### Problem
Each line of the records that holds the word "chart" should be copied out.

### Information given
----------

PR #253, opened 2026-08-15
Add a Chord chart

IPWright83:
## Summary

- Adds `<Chord>`, showing the flow between nodes (built from `source`/`target`) as ribbons connecting arcs arranged around a circle, each arc sized proportionally to its node's total flow. A self-contained chart - like `<CirclePacking>`, `<Treemap>` and `<Dendrogram>` - accepting chart-level props (`data`/`width`/`height`) directly, with Canvas support via `useCanvas`.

----------

### Task response
Add a Chord chart
- Adds `<Chord>`, showing the flow between nodes (built from `source`/`target`) as ribbons connecting arcs arranged around a circle, each arc sized proportionally to its node's total flow. A self-contained chart - like `<CirclePacking>`, `<Treemap>` and `<Dendrogram>` - accepting chart-level props (`data`/`width`/`height`) directly, with Canvas support via `useCanvas`.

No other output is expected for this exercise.